======== Source material ========

PR #1197, opened 2026-04-24
Fix captured checkpoint dirty_files path normalization on macOS

svarlamov:
## Summary
- Fix macOS symlink mismatch (`/var` vs `/private/var`) in `prepare_captured_checkpoint` that caused dirty_files keys to never match repo-relative file paths, breaking copilot `create_file` attribution in daemon mode
- Rewrite `prepare_captured_checkpoint` to read files directly from disk/dirty_files instead of going through `resolve_live_checkpoint_execution`, removing dependency on git status and working log reads during capture
- Add auto-wait in test infrastructure (`git_ai_with_env`) for async daemon checkpoint completions, preventing race conditions in tests that fire captured checkpoints

## Test plan
- [x] All 5 `github_copilot_create_file` tests pass in daemon mode
- [x] All 59 `daemon_mode` tests pass
- [x] Full test suite passes (3068 tests, 0 failures)
- [x] `task lint` passes
- [x] `task fmt` passes

### DIFF
--- a/src/commands/checkpoint.rs
+++ b/src/commands/checkpoint.rs
@@ -1015,22 +1015,6 @@ pub fn prepare_captured_checkpoint(
         ));
     };
 
-    let Some(resolved) = resolve_live_checkpoint_execution(
-        repo,
-        kind,
-        agent_run_result,
-        is_pre_commit,
-        base_commit_override,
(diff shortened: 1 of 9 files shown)


svarlamov:
no longer valid

PR #1322, opened 2026-05-10
feat: add deterministic installers

heapwolf:
uses makecab.exe, msidb.exe (Windows SDK), and the built-in WindowsInstaller.Installer COM object to produce a valid MSI.

Installs git-ai.exe + git.exe shim to C:\Program Files\git-ai\bin\ and prepends to the system PATH. Supports silent enterprise deployment via msiexec /qn.


Siddhant-K-code:
Addressed Devin's release workflow findings in `aff1ada12`:

- Release artifact copy now includes both `git-ai-*` and Debian-style `git-ai_*` filenames.
- Checksum generation now uses `nullglob` and a bash array, so missing underscore/dash globs cannot force an empty `SHA256SUMS`.
- The amd64 deb artifact upload is narrowed to `release/*_amd64.deb` so it does not also upload the arm64 deb.

Siddhant-K-code:
Thanks for putting this together. This was useful prior art for the release job shape, package artifact naming, and installer smoke tests.

We’re going to close this as superseded by #1714 because the installer direction changed: new package-manager installers must install `git-ai` only and must not install `git`/`git.exe` shims or intercept Git via PATH precedence. Git AI setup should continue through trace2 via `git-ai install-hooks` / package setup.

Appreciate the groundwork here.

PR #1368, opened 2026-05-13
fix: ignore CRLF-only rewrites in attribution stats

peckfly:
## Problem

When a file switches between LF and CRLF line endings at the same time as a real edit, git can represent unchanged lines as delete/add pairs. That inflates `git-ai stats` / post-commit stats / range stats and can make unchanged existing lines look newly AI-authored.

For example, if a file has 100 existing LF lines and an AI edit adds 1 real line while the file is saved as CRLF, the old behavior could count many rewritten lines instead of the single logical addition.

## Fix

- Ignore CR-at-EOL-only delete/add pairs when building line-numbered diff hunks used by stats, post-commit stats, range stats, and diff AI accepted calculations.
- Align old attribution snapshots to matching new line-ending bytes before byte-level attribution transforms, so LF/CRLF-only rewrites do not reattribute unchanged lines.
- Preserve final-newline behavior: adding a missing final newline before appended content is still treated as a real diff, not as CRLF-only churn.

## Tests

- `cargo test --test integration eol_attribution -- --nocapture --test-threads=1`
- `cargo test --test integration stats_unit -- --nocapture`
- `cargo test --test integration range_authorship_unit -- --nocapture`
- `cargo test --test integration checkpoint_unit -- --nocapture`
- `cargo test --test integration post_commit_unit -- --nocapture`
- `cargo test attribution_tracker::tests:: -- --nocapture`
- `cargo test diff_ai_accepted -- --nocapture`
- `cargo clippy --all-targets --all-features -- -D warnings`

### DIFF
--- a/src/authorship/attribution_tracker.rs
+++ b/src/authorship/attribution_tracker.rs
@@ -220,6 +220,192 @@ fn collect_line_metadata(content: &str) -> Vec<LineMetadata> {
 }
 
 #[derive(Clone, Debug)]
+struct LineEndingSpan {
+    start: usize,
+    eol_start: usize,
+    end: usize,
+}
+
+impl LineEndingSpan {
+    fn text<'a>(&self, content: &'a str) -> &'a str {
+        &content[self.start..self.eol_start]
+    }
+
+    fn eol<'a>(&self, content: &'a str) -> &'a str {
+        &content[self.eol_start..self.end]
+    }
+
+    fn logical_key(&self, content: &str) -> LogicalLineKey {
+        LogicalLineKey {
+            text: self.text(content).to_string(),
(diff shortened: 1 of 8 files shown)


svarlamov:
Thank you for the contribution @peckfly! This is definitely a real issue, but I'm split on how to fix this.

Users expect AI changes to whitespace to be attributed to AI *and* they expect git-ai stats to line up with default git stats which treat these as substantive changes. However, I do agree that this unnecessarily inflates counts.

This PR is pretty large and touches a lot of core flows in the code. Is there any way that this could be handled via flags or something like that to avoid changing core behavior/contracts? Ideally in a way that's simpler overall as well?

========

§ Your objective: Where the material contains a line with "shortened", return that line.

§ Answer box:
(diff shortened: 1 of 9 files shown)
(diff shortened: 1 of 8 files shown)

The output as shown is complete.